Talking Therapies Institutionalised Psychologising of Physical Health Problems

 

As a high intensity therapist working in IAPT, I’m finding an increasing amount of the people I see have chronic physical health conditions.  The training and supervision I receive emphasises my role as one of treating the depression/anxiety associated with these conditions, and not the condition itself.  This sounds plausible in theory, but my experience it just doesn’t work that way in practice. 
 
 
 
  1. Firstly, I get the distinct feeling that a lot of the time the people I see with chronic health conditions are not clinically anxious or depressed, they are just having a normal reaction to a really challenging situation.
  2. Secondly it is impossible for someone with my training and limited medical knowledge to know whether a symptom such as fatigue or poor sleep is down to anxiety or depression or other factors, including physical causes.
  3. I’m quite sure that I have treated people in the past, and will do so again, where symptoms arising entirely from an undiagnosed physical condition were misinterpreted as a mental health issue and I worry that there is a real danger, even with the best of intentions, of gaslighting people here, however sensitive and non pathologising I try to be. 
  4. Time and again I have had people tell me their symptoms were dismissed for years as being “all in their head”, and I worry I am inadvertently feeding into that damaging narrative. 
  5. Greater integration between physical and mental health care in the NHS can only be a good thing, but my experience is there is sizeable gap between the theory and practice on the ground.  IAPT is meant to be integrating more into physical health teams, in practice I am not sure how well this is really happening. 
  6. I know how hard staff on the ground in IAPT work and how dedicated the clinicians are, I worry we are being put in an impossible situation.  I’m very grateful to CBT watch for highlighting some of the predicaments that I can relate to in my day to day work.  

 

Identity withheld to protect the IAPT therapist

Dr Mike Scott

5 replies on “Talking Therapies Institutionalised Psychologising of Physical Health Problems”

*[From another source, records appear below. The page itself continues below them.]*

PR #840, opened 2021-03-30
Don't immediately retry on Inspect fail

zaneb:
Ensure that if the ironic node enters the InspectFail state, we not only report the error but also wait until after the exponential backoff before retrying, instead of retrying immediately.

The previous attempt to fix this in 2d02462fb45dbb5dd9dd0189ce91e0c417bbab2e didn't take due to a missing return.

### DIFF
--- a/pkg/provisioner/ironic/ironic.go
+++ b/pkg/provisioner/ironic/ironic.go
@@ -673,8 +673,8 @@ func (p *ironicProvisioner) InspectHardware(force bool) (result provisioner.Resu
 				p.log.Info("inspection already started")
 				result, err = operationContinuing(introspectionRequeueDelay)
 				return
-			default:
-				if nodes.ProvisionState(ironicNode.ProvisionState) == nodes.InspectFail && !force {
+			case nodes.InspectFail:
+				if !force {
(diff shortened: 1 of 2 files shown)


pkg/provisioner/ironic/ironic.go
```diff
@@ -673,16 +673,18 @@ func (p *ironicProvisioner) InspectHardware(force bool) (result provisioner.Resu
 				p.log.Info("inspection already started")
 				result, err = operationContinuing(introspectionRequeueDelay)
 				return
-			default:
-				if nodes.ProvisionState(ironicNode.ProvisionState) == nodes.InspectFail && !force {
+			case nodes.InspectFail:
+				if !force {
```
s3rj1k, line 677: How about this instead?

```
if force {
  fallthrough
}

to avoid nested if

```

zaneb: That's not allowed (`fallthrough` has to be the last statement).

s3rj1k: hmm, yea you are right, `fallthrough statement out of place`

Thank you for highlighting your misgivings – you have articulated something that many women experience (being dismissed and gaslighted into having their physical health issues interpreted as “all in the mind”). I would be curious to know how many of the clients you describe are female.

From the blog post :

Greater integration between physical and mental health care in the NHS can only be a good thing, but my experience is there is sizeable gap between the theory and practice on the ground. IAPT is meant to be integrating more into physical health teams, in practice I am not sure how well this is really happening.

My response :

I am under the impression that IAPT is supposed to be a way of limiting the costs of healthcare, in preparation for the total privatisation of the NHS. Blame everything on mental health and you don’t need so many hospitals, surgeons, drugs (apart from anti-depressants).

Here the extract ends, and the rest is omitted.